§ **The problem**
Repeat every record below exactly as written.

§ **Records for the task**
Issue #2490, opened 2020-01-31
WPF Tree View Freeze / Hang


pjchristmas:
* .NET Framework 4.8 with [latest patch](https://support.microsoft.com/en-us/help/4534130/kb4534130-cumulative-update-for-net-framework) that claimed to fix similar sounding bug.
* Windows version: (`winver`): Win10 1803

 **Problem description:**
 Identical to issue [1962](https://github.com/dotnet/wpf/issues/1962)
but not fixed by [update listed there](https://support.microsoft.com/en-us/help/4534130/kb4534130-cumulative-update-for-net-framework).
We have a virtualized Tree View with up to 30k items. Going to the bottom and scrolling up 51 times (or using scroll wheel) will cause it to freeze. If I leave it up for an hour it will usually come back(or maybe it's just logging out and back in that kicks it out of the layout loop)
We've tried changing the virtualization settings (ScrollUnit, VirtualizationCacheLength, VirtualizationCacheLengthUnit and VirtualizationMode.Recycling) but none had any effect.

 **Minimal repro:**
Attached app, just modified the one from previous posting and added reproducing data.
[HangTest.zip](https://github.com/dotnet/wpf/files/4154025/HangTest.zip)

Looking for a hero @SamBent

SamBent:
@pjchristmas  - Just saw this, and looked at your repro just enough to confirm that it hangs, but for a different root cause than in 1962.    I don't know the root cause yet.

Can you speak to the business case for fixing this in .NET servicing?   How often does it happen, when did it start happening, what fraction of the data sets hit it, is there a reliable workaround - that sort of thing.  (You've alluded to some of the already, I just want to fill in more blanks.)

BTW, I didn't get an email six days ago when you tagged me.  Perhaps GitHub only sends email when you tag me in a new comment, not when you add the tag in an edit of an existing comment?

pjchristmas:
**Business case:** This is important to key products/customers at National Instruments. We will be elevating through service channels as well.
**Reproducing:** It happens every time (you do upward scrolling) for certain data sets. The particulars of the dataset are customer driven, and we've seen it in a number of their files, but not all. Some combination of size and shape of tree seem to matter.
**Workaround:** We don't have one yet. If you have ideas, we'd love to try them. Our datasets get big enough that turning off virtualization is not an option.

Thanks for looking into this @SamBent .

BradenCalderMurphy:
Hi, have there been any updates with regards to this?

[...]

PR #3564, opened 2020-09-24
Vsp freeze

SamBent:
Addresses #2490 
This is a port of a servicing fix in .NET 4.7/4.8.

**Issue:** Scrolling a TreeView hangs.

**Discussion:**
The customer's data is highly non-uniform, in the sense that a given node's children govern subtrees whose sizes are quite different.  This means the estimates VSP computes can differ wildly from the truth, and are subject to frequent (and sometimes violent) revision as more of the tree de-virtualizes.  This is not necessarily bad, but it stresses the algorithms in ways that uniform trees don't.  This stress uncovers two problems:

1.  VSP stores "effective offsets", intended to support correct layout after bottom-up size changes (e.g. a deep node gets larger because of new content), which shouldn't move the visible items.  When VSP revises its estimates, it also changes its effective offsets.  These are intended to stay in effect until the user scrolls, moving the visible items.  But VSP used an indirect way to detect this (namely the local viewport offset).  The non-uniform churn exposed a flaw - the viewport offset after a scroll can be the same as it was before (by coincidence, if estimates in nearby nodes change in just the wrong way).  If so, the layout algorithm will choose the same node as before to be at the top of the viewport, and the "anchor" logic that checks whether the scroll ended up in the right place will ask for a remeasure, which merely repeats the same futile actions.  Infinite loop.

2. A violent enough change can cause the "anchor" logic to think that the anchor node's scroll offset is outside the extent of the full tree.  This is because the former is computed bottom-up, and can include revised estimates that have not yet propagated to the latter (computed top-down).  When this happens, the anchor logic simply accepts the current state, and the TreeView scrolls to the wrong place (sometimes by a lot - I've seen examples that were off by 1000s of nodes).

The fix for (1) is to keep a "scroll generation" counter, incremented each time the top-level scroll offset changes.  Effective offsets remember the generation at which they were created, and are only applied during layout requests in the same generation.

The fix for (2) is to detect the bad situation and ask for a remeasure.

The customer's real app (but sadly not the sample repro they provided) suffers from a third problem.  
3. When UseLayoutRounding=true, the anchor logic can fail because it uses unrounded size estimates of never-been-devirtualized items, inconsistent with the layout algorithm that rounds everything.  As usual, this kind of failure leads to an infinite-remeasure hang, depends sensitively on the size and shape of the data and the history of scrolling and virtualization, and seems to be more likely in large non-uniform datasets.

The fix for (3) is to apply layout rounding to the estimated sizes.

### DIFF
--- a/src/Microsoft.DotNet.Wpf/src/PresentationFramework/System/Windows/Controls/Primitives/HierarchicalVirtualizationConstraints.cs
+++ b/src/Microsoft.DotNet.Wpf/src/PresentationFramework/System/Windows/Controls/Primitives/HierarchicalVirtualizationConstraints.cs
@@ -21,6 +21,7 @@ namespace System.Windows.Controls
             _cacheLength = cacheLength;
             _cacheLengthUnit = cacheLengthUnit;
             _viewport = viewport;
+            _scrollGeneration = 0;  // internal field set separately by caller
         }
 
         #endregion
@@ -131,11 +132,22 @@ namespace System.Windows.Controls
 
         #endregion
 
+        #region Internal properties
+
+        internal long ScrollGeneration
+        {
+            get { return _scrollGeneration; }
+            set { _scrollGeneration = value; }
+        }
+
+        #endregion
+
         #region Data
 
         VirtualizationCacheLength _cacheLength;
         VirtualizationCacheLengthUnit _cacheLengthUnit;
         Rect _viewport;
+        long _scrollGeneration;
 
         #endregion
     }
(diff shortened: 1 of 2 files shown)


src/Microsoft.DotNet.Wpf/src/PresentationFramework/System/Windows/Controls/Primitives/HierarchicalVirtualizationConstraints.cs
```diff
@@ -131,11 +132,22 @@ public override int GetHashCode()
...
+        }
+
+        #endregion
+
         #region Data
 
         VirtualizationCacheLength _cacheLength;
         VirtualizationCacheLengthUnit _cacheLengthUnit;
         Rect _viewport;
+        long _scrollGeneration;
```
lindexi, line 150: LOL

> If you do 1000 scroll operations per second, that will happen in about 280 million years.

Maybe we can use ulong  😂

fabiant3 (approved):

§ **Exercise output**
Issue #2490, opened 2020-01-31
WPF Tree View Freeze / Hang


pjchristmas:
* .NET Framework 4.8 with [latest patch](https://support.microsoft.com/en-us/help/4534130/kb4534130-cumulative-update-for-net-framework) that claimed to fix similar sounding bug.
* Windows version: (`winver`): Win10 1803

 **Problem description:**
 Identical to issue [1962](https://github.com/dotnet/wpf/issues/1962)
but not fixed by [update listed there](https://support.microsoft.com/en-us/help/4534130/kb4534130-cumulative-update-for-net-framework).
We have a virtualized Tree View with up to 30k items. Going to the bottom and scrolling up 51 times (or using scroll wheel) will cause it to freeze. If I leave it up for an hour it will usually come back(or maybe it's just logging out and back in that kicks it out of the layout loop)
We've tried changing the virtualization settings (ScrollUnit, VirtualizationCacheLength, VirtualizationCacheLengthUnit and VirtualizationMode.Recycling) but none had any effect.

 **Minimal repro:**
Attached app, just modified the one from previous posting and added reproducing data.
[HangTest.zip](https://github.com/dotnet/wpf/files/4154025/HangTest.zip)

Looking for a hero @SamBent

SamBent:
@pjchristmas  - Just saw this, and looked at your repro just enough to confirm that it hangs, but for a different root cause than in 1962.    I don't know the root cause yet.

Can you speak to the business case for fixing this in .NET servicing?   How often does it happen, when did it start happening, what fraction of the data sets hit it, is there a reliable workaround - that sort of thing.  (You've alluded to some of the already, I just want to fill in more blanks.)

BTW, I didn't get an email six days ago when you tagged me.  Perhaps GitHub only sends email when you tag me in a new comment, not when you add the tag in an edit of an existing comment?

pjchristmas:
**Business case:** This is important to key products/customers at National Instruments. We will be elevating through service channels as well.
**Reproducing:** It happens every time (you do upward scrolling) for certain data sets. The particulars of the dataset are customer driven, and we've seen it in a number of their files, but not all. Some combination of size and shape of tree seem to matter.
**Workaround:** We don't have one yet. If you have ideas, we'd love to try them. Our datasets get big enough that turning off virtualization is not an option.

Thanks for looking into this @SamBent .

BradenCalderMurphy:
Hi, have there been any updates with regards to this?

[...]

PR #3564, opened 2020-09-24
Vsp freeze

SamBent:
Addresses #2490 
This is a port of a servicing fix in .NET 4.7/4.8.

**Issue:** Scrolling a TreeView hangs.

**Discussion:**
The customer's data is highly non-uniform, in the sense that a given node's children govern subtrees whose sizes are quite different.  This means the estimates VSP computes can differ wildly from the truth, and are subject to frequent (and sometimes violent) revision as more of the tree de-virtualizes.  This is not necessarily bad, but it stresses the algorithms in ways that uniform trees don't.  This stress uncovers two problems:

1.  VSP stores "effective offsets", intended to support correct layout after bottom-up size changes (e.g. a deep node gets larger because of new content), which shouldn't move the visible items.  When VSP revises its estimates, it also changes its effective offsets.  These are intended to stay in effect until the user scrolls, moving the visible items.  But VSP used an indirect way to detect this (namely the local viewport offset).  The non-uniform churn exposed a flaw - the viewport offset after a scroll can be the same as it was before (by coincidence, if estimates in nearby nodes change in just the wrong way).  If so, the layout algorithm will choose the same node as before to be at the top of the viewport, and the "anchor" logic that checks whether the scroll ended up in the right place will ask for a remeasure, which merely repeats the same futile actions.  Infinite loop.

2. A violent enough change can cause the "anchor" logic to think that the anchor node's scroll offset is outside the extent of the full tree.  This is because the former is computed bottom-up, and can include revised estimates that have not yet propagated to the latter (computed top-down).  When this happens, the anchor logic simply accepts the current state, and the TreeView scrolls to the wrong place (sometimes by a lot - I've seen examples that were off by 1000s of nodes).

The fix for (1) is to keep a "scroll generation" counter, incremented each time the top-level scroll offset changes.  Effective offsets remember the generation at which they were created, and are only applied during layout requests in the same generation.

The fix for (2) is to detect the bad situation and ask for a remeasure.

The customer's real app (but sadly not the sample repro they provided) suffers from a third problem.  
3. When UseLayoutRounding=true, the anchor logic can fail because it uses unrounded size estimates of never-been-devirtualized items, inconsistent with the layout algorithm that rounds everything.  As usual, this kind of failure leads to an infinite-remeasure hang, depends sensitively on the size and shape of the data and the history of scrolling and virtualization, and seems to be more likely in large non-uniform datasets.

The fix for (3) is to apply layout rounding to the estimated sizes.

### DIFF
--- a/src/Microsoft.DotNet.Wpf/src/PresentationFramework/System/Windows/Controls/Primitives/HierarchicalVirtualizationConstraints.cs
+++ b/src/Microsoft.DotNet.Wpf/src/PresentationFramework/System/Windows/Controls/Primitives/HierarchicalVirtualizationConstraints.cs
@@ -21,6 +21,7 @@ namespace System.Windows.Controls
             _cacheLength = cacheLength;
             _cacheLengthUnit = cacheLengthUnit;
             _viewport = viewport;
+            _scrollGeneration = 0;  // internal field set separately by caller
         }
 
         #endregion
@@ -131,11 +132,22 @@ namespace System.Windows.Controls
 
         #endregion
 
+        #region Internal properties
+
+        internal long ScrollGeneration
+        {
+            get { return _scrollGeneration; }
+            set { _scrollGeneration = value; }
+        }
+
+        #endregion
+
         #region Data
 
         VirtualizationCacheLength _cacheLength;
         VirtualizationCacheLengthUnit _cacheLengthUnit;
         Rect _viewport;
+        long _scrollGeneration;
 
         #endregion
     }
(diff shortened: 1 of 2 files shown)


src/Microsoft.DotNet.Wpf/src/PresentationFramework/System/Windows/Controls/Primitives/HierarchicalVirtualizationConstraints.cs
```diff
@@ -131,11 +132,22 @@ public override int GetHashCode()
...
+        }
+
+        #endregion
+
         #region Data
 
         VirtualizationCacheLength _cacheLength;
         VirtualizationCacheLengthUnit _cacheLengthUnit;
         Rect _viewport;
+        long _scrollGeneration;
```
lindexi, line 150: LOL

> If you do 1000 scroll operations per second, that will happen in about 280 million years.

Maybe we can use ulong  😂

fabiant3 (approved):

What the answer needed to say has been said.